Дино устал считать моменты, когда Джулио смотрел на него с ненавистью. Впрочем, сейчас он его понимал, понимал, потому что не мог взять на себя хотя бы малую толику боли Джулио, в одночасье превратившегося из здорового, полного сил парня в беспомощного калеку.

— Разве ты хотел умереть?

— Не… хотел. Но теперь… хочу.

— Доктор Ларрей обещал при первой же возможности отправить тебя в Париж. Там о тебе позаботятся. Потом я тебя разыщу. Поедем на Корсику, к отцу и матери. Они будут рады. Навестим Бьянку, теперь она живет в Тулоне. Правда, я не знаю адреса, но думаю, нам удастся ее найти. Отец пишет, что Данте женился. Представляешь? Наш младший братишка тоже стал взрослым!

— Найди… опиум, — прошептал Джулио, — или… убей!
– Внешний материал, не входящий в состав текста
PR #2723, opened 2022-02-16
Translation enhancements

### LINKED ISSUE #2691: Reloading translations crashes
Translating works by rewriting the database strings, so after one translation you must reload the database.

The reloads causes danglings pointers everywhere into the old database.

Needs some callback feature across the scene stack, e.g. ``OnTranslationChange`` that refreshes all pointers :/

Ghabry:
Also do not unload the system graphic string anymore here.

Fix #2691

~~Waiting for Jan (Deep8) to confirm that this is working as translation change on map is not something that is normally possible :)~~

https://user-images.githubusercontent.com/1331889/154381192-1fa4377d-5417-4e2c-99a2-56dc09c5ed30.mp4

### DIFF
--- a/resources/easyrpg-player.6.adoc
+++ b/resources/easyrpg-player.6.adoc
@@ -138,6 +138,9 @@ NOTE: Incompatible with *--load-game-id*.
 
 NOTE: Incompatible with *--load-game-id*.
 
+*--language* 'LANG'::
+  Loads the game translation in language/LANG folder.
+
 *--test-play*::
   Enable TestPlay mode.
 
--- a/src/async_handler.cpp
+++ b/src/async_handler.cpp
@@ -268,6 +268,15 @@ void FileRequestAsync::Start() {
 		}
 	}
 
+	if (graphic && !Player::translation.GetCurrentLanguageId().empty()) {
+		// FIXME: Asset replacement will only work once for translations
+		std::string modified_path_trans = FileFinder::MakePath(lcf::ReaderUtil::Normalize(Tr::GetCurrentTranslationFilesystem().GetFullPath()), modified_path);
+		auto it = file_mapping.find(modified_path_trans);
+		if (it != file_mapping.end()) {
+			modified_path = modified_path_trans;
+		}
+	}
+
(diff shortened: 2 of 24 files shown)


fdelapena:
jenkins: test this please

rueter37:
While testing this PR I unfortunately still get a crash when I change the translation, switch back to the default language and start a new game.

Ghabry:
@rueter37
I cannot reproduce this. Guess you hit some edge case.
Can you provide a sample game?

rueter37:
Try this one: [TestGame-2000.zip](https://github.com/EasyRPG/Player/files/8083405/TestGame-2000.zip). This is a modified version of TestGame-2000 which contains a small german translation which translates some strings in the starting map to German.

Ghabry:
@rueter37  found what you meant. Happened after resetting the game and then switching the translation. Fixed now.

Also added translation support for the web player. Though the asset translating is limited to "only once per asset" so if you e.g. loaded already the original (like the Title graphic) it is not replaced anymore.

Ghabry:
well who cares about API limitations.
Only had to remove an assert that triggers a false-positive after the request clear.

The only thing that is not replaced is the system graphic but this should be acceptable ^^

rueter37:
Tested it again and the crash on starting a new game after switching the language back to default no longer occurs. :+1:

Ghabry:
(now I'm done)

fdelapena (approved):

lychees:
Most of the localization games contains not only texts, but also images. (e.g. the mannual in yumenikki)
Do we have a plan to support this feature in the future?

image
image

rueter37:
@lychees As far as I know this is already supported. According to the [manual](https://easyrpg.org/player/guide/game_translation) it should work like this:

> **Translating assets**
> 
> Many games also contain text on graphics, and a few even have voiceover.
> These assets can also be translated. All you have to do is mirror the corresponding path in the translation folder.
> For example, the translated version of Picture/Intro.png is located in languages/LANGUAGE_NAME/Picture/Intro.png.

lychees:
Thanks, that would be helpful.

PR #2725, opened 2022-02-17
Raise the priority of WQY when encoding is Chinese Simplified.

### LINKED ISSUE #2724: Confusion between Simplified Chinese and Japanese fonts.
Hello EasyRPG Player team. We are a community of Chinese yumenikki fan games. Many of us like the idea of the multiplayer version, it brings a whole new experience. While working on translation those games and setup our own local multiplayer version, we found there are some mistake when displaying Chinese characters in EasyRPG.

Long story short, today in East Asia, the Chinese characters used in different regions are different. E.g. the Japanese language makes many of [their own Chinese characters](https://ja.wikipedia.org/wiki/%E5%92%8C%E8%A3%BD%E6%BC%A2%E5%AD%97) in history.

image

Both Japanese and Chinese fonts appear in a same paragraph is not a good idea. Note that this bug only occurs in EasyRPG and did not reproduced in the original rpgmaker 2000 and 2003.

S~NY{QG786F_{ A6DT(6H5S

UPOA6DJEY`A{}YJM@TNRKWG

We have successfully resolve the bug in our local multiplayer version, still need a few days to improvements the code in order to merge them to the master branch.

Regards.

lychees:
As mentioned in https://github.com/EasyRPG/Player/issues/2724, this is not a perfect solution, but do solve the problem.
(Anyway it costs no side effect for other encoding) Note that some punctuations don't exist in WQY, so we still need to check Mincho when there is no code in WQY.

Tested passed in [webplayer](https://easyrpg.org/player/guide/webplayer/).

Fix #2724

### DIFF
--- a/src/font.cpp
+++ b/src/font.cpp
@@ -71,11 +71,23 @@ namespace {
 	}
 
 	BitmapFontGlyph const* find_gothic_glyph(char32_t code) {
+		if (Player::IsCP936()) {
+			auto* wqy = find_glyph(BITMAPFONT_WQY, code);
+			if (wqy != NULL) {
+				return wqy;
+			}
+		}		
 		auto* gothic = find_glyph(SHINONOME_GOTHIC, code);
 		return gothic != NULL ? gothic : find_fallback_glyph(code);
 	}
 
 	BitmapFontGlyph const* find_mincho_glyph(char32_t code) {
+		if (Player::IsCP936()) {
+			auto* wqy = find_glyph(BITMAPFONT_WQY, code);
+			if (wqy != NULL) {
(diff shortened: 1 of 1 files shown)


Ghabry:
Jenkins: Test this please

Ghabry:
@lychees  does it also make sense to do this for Traditioinal Chinese? (Player::IsBig5())

lychees:
> @lychees does it also make sense to do this for Traditioinal Chinese? (Player::IsBig5())
No, this bug does not appear in traditional Chinese.

image

fdelapena (approved):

Дино понял, что сейчас брат не может думать и говорить ни о чем, кроме собственной боли. Едва ли Джулио осознал до конца, что его левая нога отрезана по колено, на левой руке не хватает трех пальцев, а на правой — двух. Телесные страдания пересилили душевные; последние нахлынут потом, а сейчас было бесполезно говорить о том, что человек может быть стойким перед роковой неотвратимостью и любить жизнь, даже будучи искалеченным ею.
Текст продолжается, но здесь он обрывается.